If you discover that you really would prefer your girlfriend start to attempt a healthier way of living, then you have some choices to make. It is unfair to have expectations in a relationship that are not expressed and understood, she will always be letting you down without even knowing it. If your girlfriend wants to make some changes, that would be great! It needs to come from her and be for her though.
I would take care to sort out what you can appreciate in the differences between you and your girlfriend, maybe there is more in common than you think. Try to consider an abundance model as opposed to a deficit model, meaning think about what does work between you and try to embellish it!
I would start to talk to your girlfriend about her experience in this journey and see what changes she wants to make. I hope it brings you relief to hear that this can be worked through, especially if you want to work it out. I believe a compromise may be in order, enjoy the activities you do away from one another and make sure that there is plenty that you can share.
Q3.) Good morning Shari!: I am going to make this short and sweet, as it is not an abnormal topic, but I appreciate the advice you have given to others and want your advice on the situation.

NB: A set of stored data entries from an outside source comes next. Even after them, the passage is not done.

Issue #298, opened 2020-04-16
Reduce compilation time of visitors


tristan0x:
## Target

We can speed up the compilation time by:
1. avoid including `ast/ast.hpp` when not necessary. For instance visitor class declaration should only use forward declarations
1. most visitors only visit a sub-set of the AST nodes. Therefore, visitor class definitions in .cpp should only include the AST nodes required.

## Proposal

* First point can be easily changed, actually I have a branch where it is already done.
* Second point requires more changes:
  * generate one C++ header per AST class. nmodl.yaml should already contain the necessary information to build the AST nodes inter-dependencies to create the proper `#include <ast/ast_XXX.hpp>` directives on-top of each header file.
   * There is no need to split ast.cpp.
   * Update ast.hpp to either:
     1.include all ast_XXX.hpp headers but it will increase the amount of I/O 
     2. duplicate the content in `ast.hpp` but add preprocessor fences to prevent a class to be declared twice if a C++ file includes both ast.hpp and ast_xxx.hpp. _This is my favorite option_

cattabiani:
First point: no problemo, +1
Second point: it could be done. However, auto-generate the includes could lead to compilation errors. Easy to debug but potentially high in number. I am not sure how much faster the compilation would be. I should look more closely into this topic

ohm314:
I like your proposal @tristan0x ! Regarding the last point, I think 2. will be the better solution even though I dislike preproc fences.

ohm314:
@cattabiani I think compilation will be substantially faster, also the IDE does not choke anymore on the big headers being included. The auto-generation of the `ast_XXX.hpp` files should be not a problem at all, the code is already generated correctly, now it should just go into a new file for each class. Most dependencies between ast class declarations can be done with fwd declarations too, no?

pramodk:
I will post some details in the evening but it would be worth looking at pyast and see if it’s only header size or something else (e.g. pybind11).

I am mentioning this because I never noticed the issue with cpp compilation but as soon as pybind stuff comes in, it causes the problem.

(we should definitely reduce the header size for sure but just pointing out the issue that has caused this discussion ).

pramodk:
Spent some time to look into root cause, see #299 and summary/conclusion.

> First point can be easily changed, actually I have a branch where it is already done.

👍 straightforward.

[...]

PR #312, opened 2020-05-01
Refactor code generator / Improve usage of AST classes

tristan0x:
Compilation units now only include the AST classes they use.
It essentially required the code generator to create one C++ header file per AST node.

It led to a refactoring of `src/language/code_generator.py`:
* do not use global variables
* split the procedural code into functions
* use object oriented paradigms
* do no change working directory during execution to ease file management
* Improve dependency managements of Jinja tasks.
  A task is now considered out of date is the output file is missing or
  if one of its dependencies has changed:
  - the Jinja template(s)
  - the python files used by this program
  - the YAML files describing the NMODL language
* Code genearator now create C++ headers in BUILD_DIR/ast/, one file per AST node
* Code generator creates a new file: `src/language/code_generator.cmake`
  It defines a set CMake variables to be used elsewhere in the CMake
  project to manipulate inputs and outputs of the code generator.
  This file is updated by the code generator if a Jinja template is added
  or removed, or is a NMODL AST class is added for instance.
  The file is added to revision control on purpose to break the cyclic dependency
  but is not meant to be edited manually.
* Some existing output files have been changed:
  - rename build_dir/src/ast/ast.hpp to build_dir/src/ast/all.hpp
  - build_dir/src/ast/ast.hpp now only provide nmodl::Ast class declaration
* Ast nodes: move the definition `get_node_name` and `set_name methods` in
  compilation units to avoid providing child class definitions in header file.
  These methods were not inlined anyway because `virtual`.
* Fix typos in nmodl.yaml

Along the way:
* More const& for parameters and return types
* More `std::move` essentially in constructors
* More `const noexcept` for member methods
* Prefer references for Ast node parameters instead of pointers when possible
* Hide some visitors `visit_*` methods that should not be called directly.
* Use brackets to include catch2 header
* Use `std::vector::reserve` when possible
* Remove useless header inclusions
* `CodegenCompatibilityVisitor`:
  - `unhandled_ast_types_func` member variable is now a *const static* std::map.
    Move definition in .cpp to avoid including headers in .hpp that are
    specific to the implementation
  - update visibility of some member methods to `private`


src/codegen/codegen_compatibility_visitor.cpp
```diff
@@ -5,12 +5,25 @@
...
+#include "ast/global.hpp"
+#include "ast/independent_block.hpp"
+#include "ast/match_block.hpp"
+#include "ast/name.hpp"
+#include "ast/partial_block.hpp"
+#include "ast/pointer_var.hpp"
+#include "ast/solve_block.hpp"
+#include "ast/string.hpp"
+#include "ast/terminal_block.hpp"
+#include "ast/verbatim.hpp"
```
pramodk, line 26: Thanks @tristan0x ! I will take a detailed look but did you see my comment in https://github.com/BlueBrain/nmodl/issues/298#issuecomment-614939876?

tristan0x: I half-read it apparently. I didn't see your proposal...
Indeed this patch doesn't address the issues with pyast.cpp and pyvisitor.cpp but I experience a 10-15% build time improvements on my imac.

src/language/code_generator.cmake
```diff
@@ -0,0 +1,222 @@
+#
+# THIS FILE IS GENERATED AND SHALL NOT BE EDITED.
```
ohm314, line 2: probably a stupid question - but if this is generated, does it need to be committed to the repo?

src/language/templates/code_generator.cmake
```diff
@@ -0,0 +1,37 @@
+#
+# THIS FILE IS GENERATED AND SHALL NOT BE EDITED.
+#
+
+# cmake-format: off
+set(CODE_GENERATOR_JINJA_FILES
```
ohm314, line 6: I'm just curious, so it looks like you generate this cmake file too. How does that go into the build process. Don't you need all cmake files to be there already before you can run `cmake ..`? It's really cool that this works, but I don't quite understand how

src/language/templates/pybind/pyast.cpp
```diff
@@ -9,10 +9,11 @@
 /// THIS FILE IS GENERATED AT BUILD TIME AND SHALL NOT BE EDITED.
 ///
 
+#include "pybind/pyast.hpp"
```
ohm314, line 12: Don't we put project-internal includes _after_ external includes?

src/language/templates/code_generator.cmake
iomaganaris: I have the same question. As far as I understood this file is added to the repo so that the `cmake` can run for the first time. It's not very clear to me how when we add an `ast` class then `cmake` is going to use the updated `code_generator.cmake` to set all the variables though

src/language/code_generator.cmake
tristan0x: Allow me copy/paste my PR description:

> Code generator creates a new file: src/language/code_generator.cmake
It defines a set CMake variables to be used elsewhere in the CMake
project to manipulate inputs and outputs of the code generator.
This file is updated by the code generator if a Jinja template is added
or removed, or is a NMODL AST class is added for instance.
The file is added to revision control on purpose to break the cyclic dependency
but is not meant to be edited manually.

Description of the cyclic dependency.
1. This file is required by CMake
1. This file is generated by code_generator.py
1. code_generator.py is driven by CMake

Add the file to the repo is not ideal but that's fine IMO

src/language/templates/pybind/pyast.cpp
tristan0x: TLDR: it has changed last week :)
We should now use [Google C++ Style Guide](https://google.github.io/styleguide/cppguide.html#Names_and_Order_of_Includes) conventions about header inclusion.

This is something @pramodk and I discussed [here](https://github.com/BlueBrain/nmodl/pull/310#discussion_r417095638)

* there will be a PR in nmodl shortly to update all compilation units accordingly
* we should communicate about in BBP, at least within HPC

src/codegen/codegen_compatibility_visitor.hpp
```diff
@@ -47,35 +47,7 @@ class CodegenCompatibilityVisitor: public visitor::AstVisitor {
 
     /// Unordered_map to find the function needed to be called in
```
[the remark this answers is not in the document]
tristan0x: Done in 5cf2484
Do not hesitate to provide [GitHub suggestions](https://help.github.com/en/github/collaborating-with-issues-and-pull-requests/incorporating-feedback-in-your-pull-request) for such changes.

src/codegen/codegen_compatibility_visitor.cpp
pramodk: As this is a significant change, I would mark this PR as `changes requested` until I test this thoroughly . My first though is that we have around >120 AST classes in the NMODL. Having those as a separate header and including individually is bit inconvenient (I will elaborate this later).

src/codegen/codegen_compatibility_visitor.hpp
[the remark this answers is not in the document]
iomaganaris: You're right, I am sorry and thanks for the fix!

src/codegen/codegen_compatibility_visitor.cpp
tristan0x: One improvement I can think of is to generate one additional header for every group of classes under Ast with a maximum depth of 1 or 2 i.e:

* `ast/expressions.hpp`
  * `ast/numbers.hpp`
  * `ast/identifiers.hpp`
  * `ast/blocks.hpp`
* `ast/statements.hpp`

pramodk:
As briefly discussed last week, I build this PR on MacBook pro laptop:

```
# Master Branch
[100%] Built target nmodl
real	3m1.734s

# This PR
[100%] Built target nmodl
real	2m49.733s
```

So about ~7% improvement with the current changes. Obviously any improvement for the build time is good but this still doesn't address yet the main problem (coming from pybin11d module compilation?).

> One improvement I can think of is to generate one additional header for every group of classes > under Ast with a maximum depth of 1 or 2 i.e:
> ast/expressions.hpp
> ast/numbers.hpp
> ast/identifiers.hpp
> ast/blocks.hpp
> ast/statements.hpp

This could be one possibility. Another way I was thinking is more semantic structuring : e.g. only `NMODL` construct derived from `Block` can have their separate header. These are main, top level building blocks in NMODL.

**But** before making another design change and testing improvement at the end, what if we do following:
* with this PR we have now finer granularity (i.e. each node with it's header)
* we try to solve the main issue i.e. see how pybind and related classes could be split as well and build those faster
* once we get a good idea of what needs to be done to speedup `hotspot` for the build, we can decide what is best approach.
* I hope testing main hotspots would be faster. If it's helpful, we can disable build of many non-essential targets/objects and just focus on the largest time taking files.

src/language/templates/code_generator.cmake
ohm314: OK, so this was explained elsewhere. The file is assumed to exist and is updated whenever a new template file is added. I'm not too happy that this file is generated, I would rather this step is done manually and then this cyclic dependency and possible confusion isn't there in the first place. But I also don't feel strongly about it either way.

ohm314:
I think this PR is in good shape, the additional improvements to the way pybind headers and pybind jinja tempalates are handled could go into a separate PR. In principle I don't see why this contribution cannot be merged soon.

pramodk:
>  In principle I don't see why this contribution cannot be merged soon.

@ohm314 : See my [earlier comments](https://github.com/BlueBrain/nmodl/pull/312#issuecomment-627016766) comments. Certainly it improves the build time and overall good approach, we must address the main issues before merging this.

tristan0x:
> I think this PR is in good shape, the additional improvements to the way pybind headers and pybind jinja tempalates are handled could go into a separate PR. In principle I don't see why this contribution cannot be merged soon.

I agree with @ohm314 : The initial purpose of this PR was not about solving the pybind visitor build issue. It provides more flexibility that may help its resolution in a future PR though.

pramodk:
> I agree with @ohm314 : The initial purpose of this PR was not about solving the pybind visitor build issue.

Ok, let me re-review then considering this aspect.

pramodk:
Ok, I went through entire PR now. For sure, **this-is-a-significant-addition**!!

Here is feedback:

* The code generator logic in `src/language/code_generator.py` is getting bit advanced that the previous implementation but most likely this will remain static anyway. So not an issue.

* while building code we see hundred of lines showing which file is being updated. I suggest to remove this and just print single status line, something like `Updating ast header files X / Y` (X out of total Y or something similar.

```
[ 12%] Building CXX object test/CMakeFiles/testprinter.dir/printer/printer.cpp.o
Updated out of date template files:
  templates/visitors/visitor.hpp             -> /Users/kumbhar/workarena/repos/bbp/incubator/nocmodl/build/src/visitors/visitor.hpp
  templates/visitors/nmodl_visitor.cpp       -> /Users/kumbhar/workarena/repos/bbp/incubator/nocmodl/build/src/visitors/nmodl_visitor.cpp
  templates/visitors/json_visitor.hpp        -> /Users/kumbhar/workarena/repos/bbp/incubator/nocmodl/build/src/visitors/json_visitor.hpp
  templates/visitors/lookup_visitor.hpp      -> /Users/kumbhar/workarena/repos/bbp/incubator/nocmodl/build/src/visitors/lookup_visitor.hpp
  templates/visitors/ast_visitor.cpp         -> /Users/kumbhar/workarena/repos/bbp/incubator/nocmodl/build/src/visitors/ast_visitor.cpp
...
```

* `src/language/templates/code_generator.cmake` also caught my attention like Omar and Ioannis. Bit concerned by auto-generation in Cmake as well (**_more moving parts_**) but hopefully this will be robust and won't change much. No strong opinion but we can raise concerns if we see issues while developing further.

* No doubt that this PR can be used as a base for future PR to split pybind related headers and reduce build times. But, granularity of AST splitting (per node type or certain depth or some logical splitting based on node types) is something that we haven't defined yet. Including large number of headers in some visitors is not convincing to me because of 1) to keep simplicity 2) some of the node types doesn't have semantic meaning in NMODL language (they were created to  complete grammar rules). So I suggest following:
* there are many files where we include 2 or max 3 node headers. we can use the new, small headers as done in this PR.
* there are following headers where we include more number of headers, I would suggest to include there `ast/all.hpp` for now. Once we decide on the granularity of nodes in subsequent PRs  , we can introduce those granular includes everywhere. (note : I am not saying we shouldn't split AST but lets not introduce those individual headers right away everywhere). Those files are:
  * src/codegen/codegen_compatibility_visitor.cpp
  * src/codegen/codegen_ispc_visitor.cpp
  * src/visitors/constant_folder_visitor.cpp
  * src/visitors/rename_visitor.cpp
  * src/visitors/solve_block_visitor.cpp
  * src/visitors/steadystate_visitor.cpp
  * src/visitors/sympy_conductance_visitor.cpp
  * src/visitors/sympy_solver_visitor.cpp
  * src/visitors/units_visitor.cpp
  * src/visitors/visitor_utils.cpp
  * test/visitor/units.cpp

tristan0x:
Thank you for the review @pramodk 
Your remarks have been taken into account in the 5 last commits. CI is green again!

pramodk:
Thanks @tristan0x! I will review this today!

src/codegen/codegen_compatibility_visitor.cpp
pramodk: this suggested we will incorporate into separate PR.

My husband and I are sending off our youngest to college this year, and frankly, I am a bit nervous of what that means for the two of us. We still have a loving relationship, but naturally over the years it has become more about the kids and less about our relationship. With all the time and silence in the house I am nervous about how we will deal with the new emptiness. Any advice or tips would be greatly appreciated!
Thanks so much!
A3.) Hi Empty Nesters: I’ll make this short and sweet as well, PARTY TIME! All humor aside, I know this transition can be anxiety provoking, as well as confusing for couples. I believe this is the time when you get to do all the things you wish you could have, but couldn’t because you had kids to care for.
If you are worried about an empty home, make more plans to stay out of it. After all, it’s just you two now! Take walks on trails after work, go have a picnic, have an art class together whatever you two would enjoy. This is the time when you can discover new interests, or return to old fun activities that you once shared both independently of one another and together.
As with all transitions, I would like to remind you that something has ended and something new has begun. Please take time to honor the change in the home, and feel your emotions. This will be something you can support one another with.
It may be time to slowly start to look at old pictures, art work, and cards that your children have compiled. Remember that you are grieving and grief will show up in odd ways if you are not aware of it. I would recommend talking about what you lost as well as what you are looking forward to. Validate that this is hard as well as exciting, it truly is both!
I wish you well on your journey to the next level of your marriage, congrats and enjoy!